5. The system of claim 1, wherein the decomposing the batch of image features into image feature vectors that correspond one-to-one to the image to be processed comprises:

and traversing the first axis of the batch image features, and sequentially extracting row vectors of each row of the batch image features, wherein the row vectors are image feature vectors corresponding to the images to be processed one by one.

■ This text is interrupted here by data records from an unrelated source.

PR #1265, opened 2026-08-10
fix(renderer): contain local image sources

LiuLin1220:
## Summary

- reject Windows drive paths, UNC paths, and backslash traversal in Markdown image sources;
- reject percent-encoded dot segments, separators, and drive forms before browser URL parsing can reinterpret them;
- resolve every local image target and require the resolved path to remain inside the submission directory, closing symlink escapes;
- canonicalize safe in-package symlinks to their resolved package-relative paths;
- reuse the same resolver for renderer dependency discovery and HTML generation.

## Scope refresh

This refresh deliberately removes the older bilingual-label and language-link changes from the draft:

- English evidence-label localization is already in `main` via #1667;
- cross-platform relative language links are already in `main` via #2244;
- renderer output containment is already in `main` via #2356.

The remaining change is limited to image-input containment and its regression tests. It has no dependency on #780 and does not modify any submission package.

## Verification

- base: `233853bfdfdd7309f1f6e8de616a94c052f89235`;
- exact head: `6b23452408ca1854045baa23e00759d1ee5b25f8`;
- Windows / Python 3.12.12: renderer 24/24 and site-package contract 13/13 passed; the Windows drive-path test executed;
- Linux / Python 3.14.4: 24 tests completed — 23 passed and one expected Windows-only test skipped; Linux symlink tests executed and passed;
- Linux / Python 3.9.25: 24 tests completed — 23 passed and one expected Windows-only test skipped;
- encoded `%2e%2e`, `%2E%2E`, `.%2e`, `%2e.`, slash, backslash, and drive variants are rejected by both rendering and dependency discovery;
- `py_compile` passed on Windows and on Linux with Python 3.14.4 and 3.9.25;
- `git diff --check` passed on both platforms;
- `git merge-tree --write-tree` against observed `main` `d35e9e561a48f5ea757414df2d88691b0d0d35c8` completed without conflicts;
- the current bilingual `jingzhang-open-integrity-yard` proposal renders byte-identically before and after this patch.

The branch is rewritten from the previous draft head `b083141cad40637e4ba975ab4626d33f3d15628e`; that SHA remains the explicit rollback point.

PR #2356, opened 2026-08-13
fix: contain proposal renderer outputs

jiangmuran:
## Summary

- require `--out` to be a normalized relative `.html` path inside the submission
- reject output aliases to proposal Markdown, its validated translation, or locally referenced image inputs
- reject symbolic links in proposal inputs and output path components
- publish primary and translated reports through same-directory atomic replacement, preserving existing modes and avoiding hardlink write-through
- render both bilingual documents successfully before replacing either report

## Reproduction

On current main, `render_proposal_html.py SUBMISSION --out ../outside.html` writes outside the submission even though `--out` is documented as submission-relative. `--out proposal.md` replaces the source proposal with rendered HTML, and an output path naming a proposal figure replaces that image. A pre-existing symlink below `report/` redirects the default report write outside the package; a hardlinked report mutates its peer inode.

The new boundary checks run before rendering or directory creation. Normal `report/proposal.html`, nested custom HTML output, bilingual relative links, repeated generation, and missing optional translations remain supported.

## Validation

- `python3 -m unittest tests.test_render_proposal_html tests.test_agent_scaffold_and_self_check` (46 passed, 22 dependency skips)
- `python3 -m py_compile scripts/render_proposal_html.py tests/test_render_proposal_html.py`
- `git diff --check`

## Related work

- #1265 contains bilingual labels and image-source containment; it does not constrain report outputs.
- #2087 changes malformed text/image handling; it does not constrain report outputs.
- #2244 changes this script's documentation and CLI help only.

### DIFF
--- a/scripts/render_proposal_html.py
+++ b/scripts/render_proposal_html.py
@@ -47,6 +47,8 @@ import argparse
 import html
 import os
 import re
+import stat
+import tempfile
 from pathlib import Path, PurePosixPath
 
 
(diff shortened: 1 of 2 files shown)


jiangmuran:
Rebased onto current main `de61b3c66` after #2244 merged; the conflict was limited to the renderer's documentation/help text. The merged documentation is preserved, and the output-boundary implementation is now at `23140f766`.

The same 46-test validation remains green after the rebase:
`python3 -m unittest tests.test_render_proposal_html tests.test_agent_scaffold_and_self_check` (46 passed, 22 dependency skips).

CocoSgt (approved):
Reviewed exact head 23140f76665a7555f750737ae7402ab04bfdae25 in an isolated merge with current main. The renderer now rejects absolute/traversal/non-HTML outputs, symlinked inputs/output components, and aliases to proposal/image inputs; same-directory atomic replacement prevents hardlink write-through while preserving normal repeated and bilingual rendering. Focused suites: 46 tests passed with 22 documented dependency skips; py_compile and git diff --check passed. No remaining blocker found.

6. The system of claim 1, wherein after the decomposing the batch of image features into image feature vectors that correspond one-to-one to the image to be processed, the system further comprises:

the CPU calculates the similarity score of the feature vector of the target pedestrian and the image feature vector;

and if the similarity score is larger than a preset threshold value, the CPU enables the target pedestrian and the image to be processed to be the same pedestrian.

7. A storage medium having stored therein at least one executable instruction that causes a processor to perform operations corresponding to the pedestrian re-identification batch processing system of any one of claims 1-6.

8. A computer device, comprising: the device comprises a processor, a memory, a communication interface and a communication bus, wherein the processor, the memory and the communication interface complete communication with each other through the communication bus;

the memory is configured to store at least one executable instruction that causes the processor to perform operations corresponding to the pedestrian re-identification batch processing system of any one of claims 1-6.